* [WHAT TO PRODUCE]: Search the records below for "which" and copy every line it turns up in.

* [DATA TO EXAMINE]:
- - - -
PR #879, opened 2026-06-10
fix(config): grove block must be on CortexConfigSchema (deep-links fall back to localhost on live stacks)

mellanon:
Fast-follow to #877. The **identical** schema-divergence bug, this time for the `grove:` block.

## The bug
The F-11 `grove:` block (`grove.notifications.discord` + `grove.baseUrl`) was defined **only** on `AgentConfigSchema` (the legacy `bot.yaml` shape). Every live stack loads through the config-split / cortex shape, which parses against `CortexConfigSchema` and **strips unknown keys by default** — so `grove` was silently dropped on every config-split deployment.

Consequence: `config.grove.baseUrl` was never the configured public host on real stacks. The MC dashboard deep-links in attention notifications fell back to `http://localhost:${port}`:
- `src/cortex.ts:2713` — dispatch-projection renderer
- `src/cortex.ts:2745` — cockpit loop

This matters for attention-notification deep-links on exactly the stacks MC is now enabled on.

## The fix (mirror #877 exactly — established, divergence-proof pattern)
- **config.ts**: extract `GroveSchema` as a shared exported const; `AgentConfigSchema` references it instead of inlining. Two top-level schemas → one definition → can't drift again.
- **cortex-config.ts**: import `GroveSchema`, add `grove: GroveSchema` to `CortexConfigSchema` (beside `mc`/`cockpit`).
- **loader.ts**: add `grove: cortexConfig.grove` to the `merged` passthrough in `loadCortexShape` (beside `mc`/`cockpit`/`security`).

## Nested-default transform — yes, it was needed (real latent bug, not theoretical)
The task flagged a question: does grove need a `.transform()` like mc/cockpit, or does its nested `notifications.default(emptyDefault())` resolve fine? I tested empirically against the repo's zod. It does **not** resolve — grove had the same `emptyDefault()` quirk (`emptyDefault()` returns `{}` literally instead of re-parsing inner defaults):

| Input | Before fix | After transform |
|---|---|---|
| grove absent | `baseUrl: undefined`, `notifications: undefined` | `baseUrl: ""`, `notifications.discord: false` |
| grove `{}` | `notifications: {}` (`.discord` undefined) | `notifications.discord: false` |
| grove partial (`baseUrl` only) | `notifications: {}` | `notifications.discord: false` |

This is worse than a silent default: `undefined !== ""` is **true**, so the deep-link code (`config.grove.baseUrl !== "" ? … : localhost`) would render `undefined/…` links when grove is absent, and any read of `config.grove.notifications.discord` would **throw**. The `.transform()` (mirroring mc/cockpit) re-applies inner defaults so `baseUrl` resolves to `""` and `notifications.discord` to `false`. Both paths are now pinned by regression tests.

## Verification
- `bunx tsc --noEmit`: clean
- `bun run lint`: 0 errors (changed files clean; 27 pre-existing unused-disable warnings in unrelated files)
- `bun test`: **5319 pass**. 2 failures are pre-existing + environmental — `startMissionControl (embed)` tests bind fixed port 8767 and hit `EADDRINUSE` from a running cortex daemon (PID held the port); they fail **identically on clean `origin/main`** and this PR touches no MC embed/server code. (Worth a follow-up: those embed tests should bind an ephemeral port.)
- `bash scripts/check-carveouts.sh` on changed files: PASS

## Files changed
Same 5 files #877 touched:
- `src/common/types/config.ts` — extract `GroveSchema`, reference from `AgentConfigSchema`
- `src/common/types/cortex-config.ts` — import + `grove: GroveSchema` on `CortexConfigSchema`
- `src/common/config/loader.ts` — `grove` passthrough in `loadCortexShape`
- `src/common/config/__tests__/loader.test.ts` — 2 regression tests (carried-when-configured / defaulted-when-absent on the cortex shape)
- `src/common/agents/__tests__/registry.test.ts` — fixture now carries `grove`

refs #877
Part of #843

### DIFF
--- a/src/common/agents/__tests__/registry.test.ts
+++ b/src/common/agents/__tests__/registry.test.ts
@@ -135,6 +135,9 @@ function cortexConfigFixture(agents: Agent[]): CortexConfig {
       refreshIntervalMs: 300_000,
       attention: { surface: "discord", channel: "" },
     },
+    // fix/c-844 — grove is now on CortexConfigSchema (shared GroveSchema); the
+    // transform fills defaults so the inferred OUTPUT type lists it as required.
+    grove: { notifications: { discord: false }, baseUrl: "" },
   };
 }
 
--- a/src/common/config/__tests__/loader.test.ts
+++ b/src/common/config/__tests__/loader.test.ts
@@ -444,6 +444,33 @@ describe("MIG-7.2e — cortex-shape detection + transform", () => {
     expect(config.cockpit.attention.surface).toBe("discord");
   });
 
+  // fix/c-844 — the grove: block (F-11 Discord toggle + dashboard deep-link
+  // baseUrl) must survive the cortex-shape parse, for the SAME reason as
+  // mc:/cockpit: above. It was defined on AgentConfigSchema only, so
+  // CortexConfigSchema's strip-by-default parse dropped it — `config.grove.
+  // baseUrl` was always re-defaulted on every live config-split stack and the
+  // attention-notification deep-links (cortex.ts:2713/2745) fell back to
+  // localhost. These pin BOTH directions (present → carried; absent → defaulted)
+  // on the cortex shape specifically.
+  test("carries grove through the cortex-shape parse when configured", () => {
+    const cfg = minimalCortex();
+    cfg.grove = { baseUrl: "https://grove.meta-factory.ai", notifications: { discord: true } };
+    const { config } = loadConfigWithAgents(writeCortexConfig(testDir, cfg));
+    expect(config.grove.baseUrl).toBe("https://grove.meta-factory.ai");
+    expect(config.grove.notifications.discord).toBe(true);
+  });
+
+  test("defaults grove to empty baseUrl + discord off on the cortex shape when absent", () => {
+    const { config } = loadConfigWithAgents(writeCortexConfig(testDir, minimalCortex()));
+    // Empty string (not undefined) is load-bearing: cortex.ts deep-link code
+    // tests `config.grove.baseUrl !== ""` to decide the localhost fallback.
+    expect(config.grove.baseUrl).toBe("");
+    // Inner notifications default still re-applied via the shared transform —
+    // `config.grove.notifications` must be defined (a read of `.discord` would
+    // otherwise throw when grove is absent).
+    expect(config.grove.notifications.discord).toBe(false);
+  });
+
   test("flattens agents[*].presence.discord into AgentConfig.discord[]", () => {
     const cfg = minimalCortex();
     (cfg.agents as Record<string, unknown>[]).push({
--- a/src/common/config/loader.ts
+++ b/src/common/config/loader.ts
@@ -721,6 +721,13 @@ function loadCortexShape(
     // cortex-shape deployment (same failure mode the `security` comment warns of).
     mc: cortexConfig.mc,
     cockpit: cortexConfig.cockpit,
+    // F-11 (fix/c-844) — carry the grove block (Discord push toggle + dashboard
+    // deep-link baseUrl) through to the synthesized AgentConfig. Now on
+    // CortexConfigSchema (shared GroveSchema), so it survives the
+    // strip-by-default parse; without this passthrough `AgentConfigSchema.parse(
+    // merged)` would re-default `grove.baseUrl` to "" and every attention-
+    // notification deep-link on a cortex-shape stack would fall back to localhost.
+    grove: cortexConfig.grove,
     ...(cortexConfig.nats !== undefined && { nats: cortexConfig.nats }),
   };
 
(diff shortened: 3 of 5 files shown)


mellanon:
## Full Review Summary: the-metafactory/cortex#879

Focused review weighting **CodeQuality + Architecture + correctness**, with empirical verification of the new `GroveSchema` transform.

### Lens Results
| Duplication | 0 | 0 | 0 | 0 | pass (transform consolidated, not duplicated) |

### Transform correctness — verified empirically
Stood up a throwaway `bun test` parsing `GroveSchema` across all four input branches **and** the double-pass — all green:
- **grove absent** (`undefined`) → `{notifications:{discord:false}, baseUrl:""}` ✅
- **partial — baseUrl set, notifications absent** → notifications defaulted, baseUrl carried ✅
- **partial — notifications present, discord absent** → discord defaulted false ✅
- **fully populated** → carried verbatim ✅
- **double-pass idempotency** (`CortexConfigSchema.parse → merged → AgentConfigSchema.parse`, both reference the same `GroveSchema`) → second pass over the already-transformed object is a fixed point (JSON-equal) ✅

The `emptyDefault()` quirk and the load-bearing `??` chains are correctly handled — same pattern already proven on `mc`/`cockpit`. Idempotency holds because the outer `.default(emptyDefault())` only fires on `undefined`; a populated object passes straight through and the transform re-emits an identical shape.

### Behavior change is strictly an improvement (both paths)
- **cortex-shape path:** `config.grove.baseUrl` now survives the strip-by-default parse; the deep-link consumers (`src/cortex.ts:2713` and `:2745`, both `config.grove.baseUrl !== ""`) stop falling back to localhost on live config-split stacks. This is the bug the PR fixes.
- **legacy AgentConfigSchema path:** the old inline block had **no** transform, so legacy bot.yaml parses previously yielded `grove.notifications` possibly `{}` / `baseUrl` possibly `undefined`. Sharing `GroveSchema` adds the transform here too — a behavior change on the legacy path. Grepped every `config.grove` consumer: **none** relies on the loose/optional shape; all read `.baseUrl` / `.notifications.discord` directly, which is strictly **safer** now that those are always-populated. No caller breaks; legacy configs also stop getting `undefined grove.notifications`. Safe.

### Output-type / fixture change is correct
Because `GroveSchema` ends in `.transform()`, the inferred OUTPUT type lists `grove` as required — so the `registry.test.ts` `CortexConfig` fixture must now include it. tsc-clean confirms. Mirrors the existing mc/cockpit fixture entries.

### Architecture nit (follow-up, NOT blocking) — last same-class divergence
After mc/cockpit (#877) + grove (#879), I diffed the two schemas' top-level keys. The only remaining `AgentConfigSchema`-only blocks the boot path could care about:
- **`api:`** — read at `src/cortex.ts:2669` via `config.api.enabled`, but absent from `CortexConfigSchema` and not in `loadCortexShape`'s `merged`. **Benign today**: that gate only emits the "`api.enabled` is retired → use `mc:`" deprecation warning (the path it gated is the dead #712 embedded dashboard). On a cortex-shape stack `api.enabled` is stripped → defaults false → the warning never fires, so a principal who mistakenly sets it gets no nudge. Pure diagnostics, not function. Suggest a **follow-up issue** to either drop the dead `api:` block or mirror it onto CortexConfigSchema so the nudge fires on cortex-shape stacks.
- **`slack:`** — also AgentConfigSchema-only, but **by design** (loader-synthesized from `agents[].presence.slack`, never principal-declared). No action.

### Gates
- `bunx tsc --noEmit` → **clean** (exit 0)
- `bunx eslint` on all 5 changed files → **clean** (exit 0)
- `bun test src/common/config src/common/types src/common/agents` → **581 pass / 0 fail** (the 2 known EADDRINUSE embed failures are in a different suite, not run here)
- Both new regression tests (carries-when-configured / defaults-when-absent) pin both directions on the cortex shape.

### Overall Verdict: **MERGE**
Tightly-scoped, correct fix that closes the last instance of the strip-by-default divergence class for live config-split stacks. The new transform is verified correct on all branches and idempotent under the double-pass; the legacy-path behavior change is strictly safer. The single nit is a pre-existing, benign, diagnostics-only divergence (`api:`) worth a follow-up issue — it does not block this PR.

_Reviewed via CodeReview skill (own-PR → COMMENTED). Engineer: Marcus Webb._

mellanon (commented):
Focused review (CodeQuality + Architecture + correctness) — grove strip-by-default fix, mirrors #877. New GroveSchema transform verified empirically across all four input branches + double-pass idempotency; legacy-path behavior change is strictly safer (no consumer relied on the loose shape); tsc + eslint clean; 581/0 tests pass. One non-blocking architecture nit: api: is the last AgentConfigSchema-only block the boot path reads (cortex.ts:2669) — benign diagnostics-only divergence, follow-up issue suggested.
- - - -
* [WRITTEN REPLY]:
The F-11 `grove:` block (`grove.notifications.discord` + `grove.baseUrl`) was defined **only** on `AgentConfigSchema` (the legacy `bot.yaml` shape). Every live stack loads through the config-split / cortex shape, which parses against `CortexConfigSchema` and **strips unknown keys by default** — so `grove` was silently dropped on every config-split deployment.
- **legacy AgentConfigSchema path:** the old inline block had **no** transform, so legacy bot.yaml parses previously yielded `grove.notifications` possibly `{}` / `baseUrl` possibly `undefined`. Sharing `GroveSchema` adds the transform here too — a behavior change on the legacy path. Grepped every `config.grove` consumer: **none** relies on the loose/optional shape; all read `.baseUrl` / `.notifications.discord` directly, which is strictly **safer** now that those are always-populated. No caller breaks; legacy configs also stop getting `undefined grove.notifications`. Safe.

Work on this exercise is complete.